DICArt: Advancing Category-level Articulated Object Pose Estimation in Discrete State-Spaces
Abstract
Articulated object pose estimation is a core task in embodied AI and computer vision. Existing methods typically regress poses in a continuous space, but often struggle with 1) navigating a large, complex search space and 2) failing to incorporate intrinsic kinematic constraints. In this paper, we introduce DICArt (DIsCrete Diffusion for Articulated Object Pose Estimation), a novel framework that formulates pose estimation as a conditional discrete diffusion process. Instead of operating in a continuous domain, DICArt progressively denoises a noisy pose representation through a learned reverse diffusion procedure to recover the ground-truth pose.To improve modeling fidelity, we propose a flexible flow decider that dynamically determines whether each token should be denoised or reset, effectively balancing the real and noise distributions during diffusion.

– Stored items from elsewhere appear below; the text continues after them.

PR #554, opened 2020-02-25
KDEV-295: Allow multi-insert only via create function

alexanderfilipov:
Multi-insert should be supported only via `create` function. Calling `save` with multiple entities should not be possible.

### DIFF
--- a/packages/js-sdk/src/datastore/networkstore.ts
+++ b/packages/js-sdk/src/datastore/networkstore.ts
@@ -198,22 +198,28 @@ export class NetworkStore {
     const batchSize = 100;
     const apiVersion = getApiVersion();
 
-    if (apiVersion !== 5 && isArray(docs)) {
+    if (apiVersion < 5 && isArray(docs)) {
       throw new KinveyError('Unable to create an array of entities. Please create entities one by one.');
     }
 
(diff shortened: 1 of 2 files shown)


packages/js-sdk/src/datastore/networkstore.ts
```diff
@@ -270,16 +252,20 @@ export class NetworkStore {
     return response.data;
   }
 
-  save(docs: any, options?: any) {
-    if (!isArray(docs)) {
-      const kmd = new Kmd(cloneDeep(docs));
+  save(doc: any, options?: any) {
+    const apiVersion = getApiVersion();
+    if (apiVersion >= 5 && isArray(doc)) {
+      throw new KinveyError('Unable to save an array of entities. To insert multiple entities, please use "create" function.');
```
georgiwe: Nit:
Think calling `create` a method is better, since it's a method of a class, not a standalone function.

alexanderfilipov:
Brought back the code that splits the entities array in batches of 100. Turned out KCS has a configured limit of 100 objects after all.

alexanderfilipov:
Something wrong happened with this PR, I pushed some changes while github was experiencing problems. I will recreate it.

Additionally, we incorporate a hierarchical kinematic coupling strategy, estimating the pose of each rigid part hierarchically to respect the object's kinematic structure.We validate DICArt on both synthetic and real-world datasets with multi-hinged articulated objects. Experimental results demonstrate its superior performance and robustness over state-of-the-art baselines. By integrating discrete generative modeling with structural priors, DICArt offers a new paradigm for reliable category-level 6D pose estimation in complex environments. Codewill be publicly available upon acceptance.